:: REQUIREMENT ::
Your answer must be an exact repetition of every record.

Saved entries
Issue #11164, opened 2018-07-05
table filterIcon click the first second times will call onChange,but just the first second times ,the second second ....times will not 


FightingJane:
- [ ] I have searched the [issues](https://github.com/ant-design/ant-design/issues) of this repository and believe that this is not a duplicate.

### Version
3.6.4

### Environment
win7 google 版本 63.0.3239.132（正式版本）

### Reproduction link
[![Edit on CodeSandbox](https://codesandbox.io/static/img/play-codesandbox.svg)](https://codesandbox.io/s/4rool37l3w)

### Steps to reproduce
click the filterIcon,show filterDropdown,
click  the filterIcon  again ,will alert('test')

### What is expected?
not call onChange

### What is actually happening?
call onChange

---
how to prevent from  calling onChange?

filterDropDown.js 
the judge seem to be a bit of a problem:
~~~
{
        key: 'confirmFilter',
        value: function confirmFilter() {
            if (this.state.selectedKeys !== this.props.selectedKeys) {
                this.props.confirmFilter(this.props.column, this.state.selectedKeys);
            }
        }
~~~

adybionka:
I've experienced the same bug and I fixed it and created pull request https://github.com/ant-design/ant-design/pull/11166

adybionka:
Some background: this bug was introduced with bug fix for these issues: https://github.com/ant-design/ant-design/issues/10289 and https://github.com/ant-design/ant-design/issues/10209. 

This is fix for this bug: 
```
        if ('selectedKeys' in nextProps && !shallowequal(this.props.selectedKeys, nextProps.selectedKeys)) {
            newState.selectedKeys = nextProps.selectedKeys;
        }
```

as we can see selectedKeys is updated in the state only when this.props.selectedKeys and nextProps.selectedKeys has different content. In case when both are empty objects but are not the same objects a `confirmFilter` prop function will be fired according to this condition: `if (this.state.selectedKeys !== this.props.selectedKeys)`.

FightingJane:
@adybionka    Oh, I see. 3Q

IssuehuntBot:
@0maxxam0 funded this issue with $5. [Visit this issue on Issuehunt](https://issuehunt.io/repos/34526884/issues/11164)

IssuehuntBot:
@loadbalance-sudachi-kun funded this issue with $256. [Visit this issue on Issuehunt](https://issuehunt.io/repos/34526884/issues/11164)

PR #11166, opened 2018-07-05
Bugfix/table onchange event fired everytime when close filterdropdown

adybionka:
This pull request fix this bug https://github.com/ant-design/ant-design/issues/11164

### DIFF
--- a/components/table/filterDropdown.tsx
+++ b/components/table/filterDropdown.tsx
@@ -4,6 +4,7 @@ import Menu, { SubMenu, Item as MenuItem } from 'rc-menu';
 import closest from 'dom-closest';
 import classNames from 'classnames';
 import shallowequal from 'shallowequal';
+import isEmpty from 'lodash/isEmpty';
 import Dropdown from '../dropdown';
 import Icon from '../icon';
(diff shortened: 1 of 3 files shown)


components/table/filterDropdown.tsx
```diff
@@ -108,11 +109,17 @@ export default class FilterMenu<T> extends React.Component<FilterMenuProps<T>, F
   }
 
   confirmFilter() {
-    if (this.state.selectedKeys !== this.props.selectedKeys) {
-      this.props.confirmFilter(this.props.column, this.state.selectedKeys);
+    const { selectedKeys } = this.state;
+
+    if (this.hasSelectedKeys() && !shallowequal(selectedKeys, this.props.selectedKeys)) {
```
yesmeck: Don't need `this.hasSelectedKeys()`, if `state.selectedKeys` and `props.selectedKeys` are both empty, they are shallow equal, otherwise, if one is empty and the other one is not, they are absolutely not shallow equal.

yesmeck:
Merged in 968371b22a29dbc86f4e3a6009304e1a8c8f5591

:: WRITTEN RESPONSE ::
Issue #11164, opened 2018-07-05
table filterIcon click the first second times will call onChange,but just the first second times ,the second second ....times will not 


FightingJane:
- [ ] I have searched the [issues](https://github.com/ant-design/ant-design/issues) of this repository and believe that this is not a duplicate.

### Version
3.6.4

### Environment
win7 google 版本 63.0.3239.132（正式版本）

### Reproduction link
[![Edit on CodeSandbox](https://codesandbox.io/static/img/play-codesandbox.svg)](https://codesandbox.io/s/4rool37l3w)

### Steps to reproduce
click the filterIcon,show filterDropdown,
click  the filterIcon  again ,will alert('test')

### What is expected?
not call onChange

### What is actually happening?
call onChange

---
how to prevent from  calling onChange?

filterDropDown.js 
the judge seem to be a bit of a problem:
~~~
{
        key: 'confirmFilter',
        value: function confirmFilter() {
            if (this.state.selectedKeys !== this.props.selectedKeys) {
                this.props.confirmFilter(this.props.column, this.state.selectedKeys);
            }
        }
~~~

adybionka:
I've experienced the same bug and I fixed it and created pull request https://github.com/ant-design/ant-design/pull/11166

adybionka:
Some background: this bug was introduced with bug fix for these issues: https://github.com/ant-design/ant-design/issues/10289 and https://github.com/ant-design/ant-design/issues/10209. 

This is fix for this bug: 
```
        if ('selectedKeys' in nextProps && !shallowequal(this.props.selectedKeys, nextProps.selectedKeys)) {
            newState.selectedKeys = nextProps.selectedKeys;
        }
```

as we can see selectedKeys is updated in the state only when this.props.selectedKeys and nextProps.selectedKeys has different content. In case when both are empty objects but are not the same objects a `confirmFilter` prop function will be fired according to this condition: `if (this.state.selectedKeys !== this.props.selectedKeys)`.

FightingJane:
@adybionka    Oh, I see. 3Q

IssuehuntBot:
@0maxxam0 funded this issue with $5. [Visit this issue on Issuehunt](https://issuehunt.io/repos/34526884/issues/11164)

IssuehuntBot:
@loadbalance-sudachi-kun funded this issue with $256. [Visit this issue on Issuehunt](https://issuehunt.io/repos/34526884/issues/11164)

PR #11166, opened 2018-07-05
Bugfix/table onchange event fired everytime when close filterdropdown

adybionka:
This pull request fix this bug https://github.com/ant-design/ant-design/issues/11164

### DIFF
--- a/components/table/filterDropdown.tsx
+++ b/components/table/filterDropdown.tsx
@@ -4,6 +4,7 @@ import Menu, { SubMenu, Item as MenuItem } from 'rc-menu';
 import closest from 'dom-closest';
 import classNames from 'classnames';
 import shallowequal from 'shallowequal';
+import isEmpty from 'lodash/isEmpty';
 import Dropdown from '../dropdown';
 import Icon from '../icon';
(diff shortened: 1 of 3 files shown)


components/table/filterDropdown.tsx
```diff
@@ -108,11 +109,17 @@ export default class FilterMenu<T> extends React.Component<FilterMenuProps<T>, F
   }
 
   confirmFilter() {
-    if (this.state.selectedKeys !== this.props.selectedKeys) {
-      this.props.confirmFilter(this.props.column, this.state.selectedKeys);
+    const { selectedKeys } = this.state;
+
+    if (this.hasSelectedKeys() && !shallowequal(selectedKeys, this.props.selectedKeys)) {
```
yesmeck: Don't need `this.hasSelectedKeys()`, if `state.selectedKeys` and `props.selectedKeys` are both empty, they are shallow equal, otherwise, if one is empty and the other one is not, they are absolutely not shallow equal.

yesmeck:
Merged in 968371b22a29dbc86f4e3a6009304e1a8c8f5591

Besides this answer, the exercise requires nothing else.